The enigma of Occupy Wall Street

8 thoughts on “The enigma of Occupy Wall Street”

  1. I agree with your assessment, Pied. Many of the disgruntled are spoiled products of several generations of children raised in a permissive culture, and it’s hard to feel sorry for them. On the other hand, among them are the long-term unemployed who, through no fault of their own, are stuck in an economic nightmare and the unemployment clock is ticking down on them, even as state and city budgets run out of money. I heard on the evening news tonight that the capital of Pennsylvania had declared bankruptcy.

    I ran a post today ( A Matter of Viewpoint ) about the issue – there is much to ponder. I’m thinking this is just the tip of the iceberg. Just wait until unemployment benefits stop and the full withholding taxes are restored and the economy goes down several more notches at the same time. All that starts January 1, 2012. “Fasten your seat belt”, as Bette Davis said (almost) in a movie. “It’s going to be a bumpy ride.”

    1. Indeed. A lot of these folks have nothing left to lose, and things could get ugly. A lot of opportunists are jumping on the bandwagon — unions, movie stars, the media, Anonymous, foreign speakers, etc. I don’t know where it’s all going, but I find a lot of the undercurrents disturbing

  2. If only we were citizens of a small, middle Eastern country with no air force or navy and no substantial military defense… just maybe a world super-power would come to the aid of the American Spring protesters because the all-knowing leaders of the super-power would be sympathetically and humanely enraged that our president began murdering his own citizens… like that guy Qaddafi. It wouldn’t really be war if all it did was use drones to bomb DC, would it? And it would solve everything.

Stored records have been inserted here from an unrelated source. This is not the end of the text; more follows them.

PR #70, opened 2018-09-24
Translated help page @SelectFiles into English and reworked the Russian page.

MKadaner:


far/FarEng.hlf.m4
```diff
@@ -4225,54 +4225,53 @@ and the '|' character separates include masks from exclude masks.
...
-    Если щелкнуть правой кнопкой мыши над списком файлов (строка
-с заголовками колонок) или под списком файлов (статусная область) то при
-удерживании правой кнопкой мыши список файлов будет прокручиваться вверх
-или вниз помечая или снимая пометку с файлов, по которым пробегает курсор.
-Действие (пометка или снятие пометки) соответствует состоянию файла под
-курсором до начала прокрутки.
+    #Right click# toggles selection on the clicked item and moves the
+cursor to it.
 
+    #Right click and hold# on the #status line# or #column titles# moves
```
MKadaner: 1. It looks like this feature heavily glitches. It seems to take into account the state of the next item, not the item under cursor. Also, the behavior somehow depends on the current state of the selection, if not on the history of the cursor movement. I could not formulate the exact rules.
2. The cursor moves way too fast, even with debug build. It is difficult or impossible to use this feature meaningfully.

far/FarEng.hlf.m4
```diff
@@ -4225,54 +4225,53 @@ and the '|' character separates include masks from exclude masks.
...
+  #Mouse Selection#
 
-    Если щелкнуть правой кнопкой мыши над списком файлов (строка
-с заголовками колонок) или под списком файлов (статусная область) то при
-удерживании правой кнопкой мыши список файлов будет прокручиваться вверх
-или вниз помечая или снимая пометку с файлов, по которым пробегает курсор.
-Действие (пометка или снятие пометки) соответствует состоянию файла под
-курсором до начала прокрутки.
+    #Right click# toggles selection on the clicked item and moves the
+cursor to it.
```
MKadaner: `Right click selects files` option in the `Panel settings` does not affect the `Right click` behavior. As per `Settings dialog: panel` help page, if this option is off, right click should open Windows Explorer Context menu. Should I mention the setting here and fix the behavior, or update the `Settings dialog: panel` help page?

    1. Ah, dream on. Unfortunately, we are the superpower, which is why I see no relationship at all between OWS and the Arab Spring, even though they keep trying to make that comparison. I just don’t see it.

  3. My demands as an enthusiastic supporter of Occupy Wall Street:

    1. Divest corporations of their power over the electoral process.

    2. Promote and implement campaign finance reform so that politicians cannot be bought and paid for by special interests.

    3. Stop shipping American jobs overseas.

    4. Punish the white collar criminals who stole from the public and took taxpayer money for their bailouts. And the punishment should not be fines, but jail time, although they should be forced to pay out of their own pockets, as well.

    5. Reinstate Glass-Steagall.

    1. Thanks for a concise list. I support all those things too (although I think #3 is a function of the economy in general and not something that can be legislated). But how does sitting/marching in the streets bring any of those things about? The lawmakers who must pass the laws to make these things happen are among among the bought and paid for (see #2). It is not in their personal or political best interests to make the changes OWS demands.

      And while we’re chatting, do you have any idea why the movement prefers to remain leaderless? Wouldn’t it be better if they had one or more leaders/spokespersons who could speak well and consistently to the public, the media, and Washington about their demands and how they expect to achieve them?

      What leverage do the crowds think they have for forcing Washington to act? If I were a politician in Washington, I’d be sitting in my warm, cozy office all winter, completely ignoring the OWS people freezing their tushies off out there on the street.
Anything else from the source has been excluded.